L’année qui vient de s’écouler a été marquée par des attaques sans précédent contre les droits des travailleurs. Au mépris de la démocratie et malgré la très large opposition du peuple français, la Loi Travail a été promulguée de façon autoritaire par un gouvernement largement minoritaire. Et quoi qu’en ait dit la propagande patronale diffusée par les médias, la mobilisation des travailleurs a été massive et déterminée. Derrière une CGT renforcée par l’élection au Secrétariat national de Philippe Martinez, et avec l’appui des autres forces progressistes de notre pays, des millions de citoyens ont manifesté leur colère dans les rues. Car cette Loi Travail est une régression inégalée dans notre République, puisqu’elle ramène les droits des travailleurs cent ans en arrière en les livrant pieds et poings liés entre les mains des patrons. Mais ce gouvernement minoritaire a refusé d’écouter les citoyens et a choisi sans vergogne de se mettre au service des patrons et de la finance, c’est-à-dire au service de ceux-là mêmes que les libérateurs de Paris, toutes tendances politiques confondues, avaient jadis écartés en raison de leur nocivité pour la Nation.

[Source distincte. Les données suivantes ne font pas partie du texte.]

PR #2296, opened 2025-12-08
fix(signature): Update active parameter to use line and col range

SandyJackson:
Partially addresses: #2295 

As noted in window.lua nvim 11.0 returns start and end lines for `vim.lsp.util.convert_signature_help_to_markdown_lines`. I have implemented a simple logic to handle this. I've tested it locally with a few LSP's and it seems to work without issue. It could be made more concise if you prefer but I felt this approach had good clarity of intent. Pretty minor issue so feel free to implement yourself/another way. Commit notes below.

Thanks!

- Single check of vim.fn.has('nvim.11.0')
- Relatively verbose implementation for clarity.
- could easily refactor to a single nvim_buf_set_extmark call with only the variables changed. (I have not tested this)


saghen:
Thank you!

De la même façon, le Plan Hirsch a été élaboré et appliqué malgré l’opposition de la grande majorité des agents de l’APHP et de leurs organisations syndicales. Le Plan Hirsch, dans la droite ligne de la Loi Bachelot, est une adaptation de la Loi Travail à nos hôpitaux. Le but est de rendre les agents taillables et corvéables à merci au service de l’administration hospitalière. Le Plan Hirsch couplé à la Loi Travail permettra de gérer des sous-effectifs chaque année plus dramatiques. Et chaque année ces sous-effectifs mettent de plus en plus en danger les patients et les agents. Les surcharges de travail qui en découlent conduisent un nombre croissant de nos collègues à des dépressions dues à la souffrance au travail. Tout ceci se fait au nom d’une logique comptable qui a depuis longtemps supplanté les logiques médicales. Une logique comptable qui voudrait que les hôpitaux soient rentables au nom d’une prétendue gestion saine de nos hôpitaux, alors que dans le même temps nos gouvernements dilapident des milliards de nos impôts pour payer les patrons et les actionnaires. On le voit, on est bien loin de l’esprit qui présida à la Libération de Paris en 1944.

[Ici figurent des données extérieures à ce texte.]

PR #2297, opened 2025-12-10
fix: comments

fin-w:
some functions were referred to as relating to documentation when they actually relate to signatures


soifou:
Good catch, thanks!

PR #2306, opened 2025-12-15
docs(recipes): add third recipe for `force` option

paulhdk:
Context: https://github.com/saghen/blink.cmp/discussions/2304#discussioncomment-15250984


soifou:
Thanks!

Issue #2316, opened 2025-12-20
buffer_events listener registers autocmd for make_cursor_moved multiple times


ianebeckett:
### Make sure you have done the following

- [x] Updated to the latest version of `blink.cmp`
- [x] Searched for existing issues and documentation (try `<C-k>` on https://cmp.saghen.dev)

### Bug Description

CursorMoved, CursorMovedI, and InsertEnter trigger the make_cursor_moved callback to register the 

Reproduce:
`:au CursorMoved`
observe that the same autocommand from `buffer_events.lua` is registered twice:

--- Autocommands ---
InsertEnter
<Lua 98: ~/.local/share/nvim/site/pack/core/opt/blink.cmp/lua/blink/cmp/keymap/init.lua:81>
<Lua 271: ~/.local/share/nvim/site/pack/core/opt/blink.cmp/lua/blink/cmp/lib/buffer_events.lua:81>
<Lua 299: ~/.local/share/nvim/site/pack/core/opt/blink.cmp/lua/blink/cmp/lib/buffer_events.lua:81>

The same thing occurs with the other two events
:au CursorMovedI
:au InsertEnter

The autocommand should be registered once.

### Relevant configuration

```lua

```

### `neovim` version

NVIM v0.12.0-dev

### `blink.cmp` version

37ce860

saghen:
The autocommand gets registered for the completion menu and signature help separately so this is expected. The linked PR would break the autocommand for one of the two (based on whichever gets registered last).

PR #2317, opened 2025-12-20
fix: register autocmd for make_cursor_moved only once

ianebeckett:
Addresses #2316


saghen:
https://github.com/saghen/blink.cmp/issues/2316#issuecomment-4033837869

En cette année 2016, nous célébrons aussi le 80e anniversaire du Front Populaire qui en 1936 arracha au patronat des avancées sociales inégalées en permettant aux travailleurs de bénéficier un peu des fruits de leur travail, et dont la mesure emblématique reste encore aujourd’hui l’obtention des congés payés.

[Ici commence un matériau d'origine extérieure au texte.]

PR #2785, opened 2019-03-20
Remove price next to scalar denomination

andrewdamelio:
image


src/modules/market/components/market-outcomes-list--outcome/market-outcomes-list--outcome.jsx
```diff
@@ -49,9 +48,6 @@ const Outcome = ({
             {outcomeName || (scalarDenomination && scalarDenomination)}{" "}
           </span>
         </div>
```
bthaile: We only want to remove the percentage for scalars, not all market types.

andrewdamelio: oh, good catch! my mistake

andrewdamelio: updated

Issue #2772, opened 2019-03-19
hover tooltip numeric showing too many decimals


bthaile:
tooltip needs to only show 3 decimals with ellipse. This is causing table row values to be too long when space is tight. 

`0.00001113`
should show `0.000...` as an example.

Chwy5:
reviewed - looks correct - closing

PR #2801, opened 2019-03-21
updated labels to always be upper case text for common elements

JohnDanz:
https://github.com/AugurProject/augur/issues/1398
https://github.com/augurproject/augur/issues/1399
https://github.com/augurproject/augur-ui/issues/2772

https://github.com/AugurProject/augur/issues/1419

I think that's all the issues covered in this


bthaile:
There are other places where uppercase needs to take place, tix will be created as needed.

PR #2815, opened 2019-03-22
style open order rows for trading page

phoebemirman:
https://github.com/AugurProject/augur/issues/1440

styled open order rows to match the mock for trading page and updated portfolio with the new styles


bthaile:
Warning needs to be cleaned up

image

1936, 1944 : deux dates qui symbolisent la justice, l’espoir et la liberté.
Mais en cette année 2016, pour la très grande majorité de nos concitoyens la justice sociale a volé en éclats et la démocratie est piétinée. Les idéaux détestables du fascisme et du nazisme, tels que par exemple la stigmatisation de certaines communautés de citoyens ou encore des syndicalistes, assimilés ouvertement par des responsables politiques à des terroristes, ont désormais la part belle dans les médias. Aujourd’hui, à l’heure où le patronat et les financiers gouvernent notre pays, où des lois indignes destinées à asservir les citoyens sont promulguées au mépris de la démocratie, la CGT Cochin ne peut que constater que le pays est plus que jamais divisé, division qui est précisément l’effet de cette politique patronale qui profite à quelques-uns et appauvrit la très grande majorité des citoyens. Le légitime sentiment d’injustice, général dans tout le pays, est particulièrement flagrant dans notre hôpital qui, à travers les nombreuses restructurations, subit de plein fouet cette offensive libérale contre les travailleurs.
En ce jour de commémoration de la Libération de Paris – Libération à laquelle la CGT participa massivement en prenant les armes – le plus grand hommage que la CGT Cochin puisse rendre en 2016 aux libérateurs de Paris, c’est bien de rester fidèle aux valeurs qu’ils ont défendues, c’est bien de continuer, comme elle l’a toujours fait, de défendre la justice sociale, l’équité et la solidarité.